* Work instruction: Only the lines holding "memory" are wanted here; copy each from the listing.

* Input records:
PR #184, opened 2026-08-24
[CI] Add workflow_dispatch trigger

myeh01:
This PR adds the `workflow_dispatch` trigger to the CI yaml to enable manual triggering of CI.


hdelassus (approved):
LGTM

PR #191, opened 2026-09-01
[Test] Clean up GEMM f64 tests

myeh01:
This is a follow-up PR to #174 for the f64 GEMM tests.

Thanks @Aaron-Hutchinson for reviewing all of these! This should be the last one.


Aaron-Hutchinson (approved):
LGTM. Glad we got all of these cleaned up! Thanks for working through them all.

PR #4477, opened 2026-07-13
stateless: Fix witness tracking for EIP-7997 related access

kdeme:

PR #4480, opened 2026-07-13
stateless: Fix witness tracking for EIP-7997 related access

kdeme:


kdeme:
I think I prefer this version over https://github.com/status-im/nimbus-eth1/pull/4477

kdeme:
Moved to draft as it is not clear if this access should be tracked or not.

Currently the execution-specs do not have this implemented, hence the difference in witness. In practice it would also be unneeded to. It's not a real tx based access.

But both go-ethereum and nimbus do it like this at the moment.

kdeme:
Closing this as it is no longer needed with https://github.com/status-im/nimbus-eth1/pull/4580

PR #4493, opened 2026-07-15
add debug flag to enable txpool by default for hive

advaita-saha:


tersec:
The premise of this seems questionable. It's creating a special Hive-only mode, which seems to defeat the point of Hive as a test of Nimbus as actually deployed.

advaita-saha:
Other clients use sync check ( is the syncer is running )
we used a time based check ( I actually like this better, as it saves bandwidth )

So I don't want to switch to the behaviour like other clients, thus came up with this flag
I am not sure about this either

PR #4498, opened 2026-07-15
glamsterdam devnet 7

jangko:


kdeme:
I've cherry picked the commit from https://github.com/status-im/nimbus-eth1/pull/4479 and re-enable the stateless tests, with some added fixtures in skipFiles.

kdeme:
OOM on windows perhaps because latest zkvm fixtures...have more test cases? Not much else changed. Unless the runners themselves just have less memory sometimes.

And then another PR that can get merge into this branch if approved: https://github.com/status-im/nimbus-eth1/pull/4509

jangko:
> OOM on windows perhaps because latest zkvm fixtures...have more test cases? Not much else changed. 

both `eest_blockchain_test` and `eest_engine_test` peak memory consumption is around 8GB+(not good either).
but `eest_stateless_execution_test` consume 12GB+ of memory even on linux, not only on windows. 
The CI provides 16GB memory for each platform. 

`eest_t8n_test` and `eest_evmstate_test` consume less memory at around 2.7GB, and when the GC kicks in, the consumption lowered to below 1GB. But they also have their own parser/framework that different from other eest test.

Looks like there is something wrong with our eest test framework/parser.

* Worked solution:
OOM on windows perhaps because latest zkvm fixtures...have more test cases? Not much else changed. Unless the runners themselves just have less memory sometimes.
both `eest_blockchain_test` and `eest_engine_test` peak memory consumption is around 8GB+(not good either).
but `eest_stateless_execution_test` consume 12GB+ of memory even on linux, not only on windows. 
The CI provides 16GB memory for each platform. 
`eest_t8n_test` and `eest_evmstate_test` consume less memory at around 2.7GB, and when the GC kicks in, the consumption lowered to below 1GB. But they also have their own parser/framework that different from other eest test.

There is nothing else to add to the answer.